[Data extract Boundary: Start]

PR #1534, opened 2025-02-28
En/add exists method arango

### LINKED ISSUE #1507: ArangoDB Migration - Method to determine if a DB, Collection or Graph exists
Would it be possible to add additonal methods to the ArangoDB datasource to support determining if a DB, Collection of Graph exists?

If you're in a position where the resources already exist, the migration will fail. I ran into this today with the latest 1.34 release.

From what I understand, the Arango GO SDK does have unique methods for determining if something exists.

p.s. just incase this helps other users, the migrations are stored in the default system DB.

Umang01-hash:
## Pull Request Template

**Description:**

-   Resolves #1507 
-   Introduce a new method `Exists(ctx context.Context, name string, resourceType any) (bool, error)` to check if a database, collection or a graph exists.

```go
package migrations

import (
	"context"
	"gofr.dev/pkg/gofr/datasource/arangodb"

	"gofr.dev/pkg/gofr/migration"
)

func createCollection() migration.Migrate {
	return migration.Migrate{
		UP: func(d migration.Datasource) error {
			// .....
			
			ans, err := d.ArangoDB.Exists(context.Background(), "employee_db", arangodb.ResourceTypeCollection)
			if err != nil || ans == false {
				return err
			}

			return nil
		},
	}
}

```

**Checklist:**

### DIFF
--- a/pkg/gofr/container/datasources.go
+++ b/pkg/gofr/container/datasources.go
@@ -637,7 +637,10 @@ type ArangoDB interface {
 	// Parameters:
 	//   - ctx: Request context for tracing and cancellation.
 	//   - name: Name of the database, collection, or graph.
-	//   - resourceType: Type of the resource ("database", "collection", "graph").
+	//   - resourceType: Type of the resource (any). Allowed values are:
+	//     - arangodb.ResourceTypeDatabase
+	//     - arangodb.ResourceTypeCollection
+	//     - arangodb.ResourceTypeGraph
 	//
 	// Returns true if the resource exists, otherwise false.
 	Exists(ctx context.Context, name string, resourceType any) (bool, error)
--- a/pkg/gofr/container/datasources.go
+++ b/pkg/gofr/container/datasources.go
@@ -633,6 +633,15 @@ type ArangoDB interface {
 	// the result parameter is not a pointer to a slice of maps.
 	Query(ctx context.Context, dbName string, query string, bindVars map[string]any, result any) error
 
+	// Exists checks if a database, collection, or graph exists.
+	// Parameters:
+	//   - ctx: Request context for tracing and cancellation.
+	//   - name: Name of the database, collection, or graph.
+	//   - resourceType: Type of the resource ("database", "collection", "graph").
+	//
+	// Returns true if the resource exists, otherwise false.
+	Exists(ctx context.Context, name, resourceType string) (bool, error)
+
 	HealthChecker
 }
 
--- a/pkg/gofr/container/datasources.go
+++ b/pkg/gofr/container/datasources.go
@@ -640,7 +640,7 @@ type ArangoDB interface {
 	//   - resourceType: Type of the resource ("database", "collection", "graph").
 	//
 	// Returns true if the resource exists, otherwise false.
-	Exists(ctx context.Context, name, resourceType string) (bool, error)
+	Exists(ctx context.Context, name string, resourceType any) (bool, error)
 
 	HealthChecker
 }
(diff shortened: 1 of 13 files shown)


pkg/gofr/datasource/arangodb/arango.go
```diff
@@ -203,6 +204,31 @@ func (c *Client) Query(ctx context.Context, dbName, query string, bindVars map[s
...
 }
 
+// Exists checks if a database, collection, or graph exists.
+// Parameters:
+//   - ctx: Request context for tracing and cancellation.
+//   - name: Name of the database, collection, or graph.
+//   - resourceType: Type of the resource ("database", "collection", "graph").
+//
+// Returns true if the resource exists, otherwise false.
+func (c *Client) Exists(ctx context.Context, name, resourceType string) (bool, error) {
```
vikash, line 214: We should not be taking resourceType as a string. Because this kind of implementation results into people relying on documentation for possible values. This also means that we will accept an invalid value and check for the valid values in the method definition. In a strong typed language,  defining a custom type is a better approach. Consider following: 

```
// Define a custom type for ResourceType
type ResourceType string

// Define allowed values
const (
	Database ResourceType = "Database"
        Collection ResourceType = "Collection"
        Graph ResourceType = "Graph"
)

func (c *Client) Exists(ctx context.Context, name string, resourceType ResourceType) bool
```

Umang01-hash: Sure @vikash I have addressed the review comment by defining a custom `ResourceType` within the `arangodb` package. 

To avoid importing **arangodb** in our `datasources.go`, I kept the **resourceType parameter as any** in the `Exists` method and perform a type check inside the method. 

And also updated the documentation.

coolwednesday (approved):

pkg/gofr/container/datasources.go
```diff
@@ -633,6 +633,18 @@ type ArangoDB interface {
...
+	// Parameters:
+	//   - ctx: Request context for tracing and cancellation.
+	//   - name: Name of the database, collection, or graph.
+	//   - resourceType: Type of the resource (any). Allowed values are:
+	//     - arangodb.ResourceTypeDatabase
+	//     - arangodb.ResourceTypeCollection
+	//     - arangodb.ResourceTypeGraph
+	//
+	// Returns true if the resource exists, otherwise false.
+	Exists(ctx context.Context, name string, resourceType any) (bool, error)
```
vikash, line 646: why 'resourceType any' why not 'resourceType ResourceType'

pkg/gofr/datasource/arangodb/arango.go
vikash: That defeats the purpose of having a strong type. The type should be defined by the package which is requiring it. This can also be treated as a soft indication if the method is really required to be part of interface or not.

pkg/gofr/container/datasources.go
Umang01-hash: We are trying to keep GoFr and the related datasource packages decoupled.
If i use `resourceType  arangodb. ResourceType` i will need to import the arangodb package in GoFr and that will tightly bind it.

vikash: If interface is defines by gofr package, the resourceType should be defined by it as well.

Umang01-hash: Sure @vikash got it.
Also was thinking to avoid this we can refactor the related `CreateDB`, `CreateCollection` and `CreateGraph` methods to have a check if the db, collection or graph with the same name exists and then only proceed with the creation of it.

Umang01-hash:
The work of this. PR has been contuinued in PR #1548. Closing here to avoid duplicacy.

[Data extract Boundary: End]

### Task item:
When the word "documentation" occurs in a line above, list that line.

### Expected answer:
vikash, line 214: We should not be taking resourceType as a string. Because this kind of implementation results into people relying on documentation for possible values. This also means that we will accept an invalid value and check for the valid values in the method definition. In a strong typed language,  defining a custom type is a better approach. Consider following: 
And also updated the documentation.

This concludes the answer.